(AVAILABLE DATA)

Issue #2019, opened 2025-04-10
Incorrect bunx and pnpm biome init scripts


Psionyc:
### Documentation URL

https://biomejs.dev/guides/getting-started/

### Description

Seems bunx points to an incorrect package which doesn't seem to work and throws an error

![Image](https://github.com/user-attachments/assets/d2937680-2c34-4c2e-bf05-720f72f50950)

### Expectations

I was expecting a 

```sh
bunx  @biomejs/biome init
pnpx @biomejs/biome init
```

### Code of Conduct

- [x] I agree to follow Biome's Code of Conduct

mantissa7:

(End AVAILABLE DATA)

__YOUR INSTRUCTIONS__. Which lines above hold the word "init"? Copy each of them.

__OUTPUT OF THE TASK__.
Incorrect bunx and pnpm biome init scripts
bunx  @biomejs/biome init
pnpx @biomejs/biome init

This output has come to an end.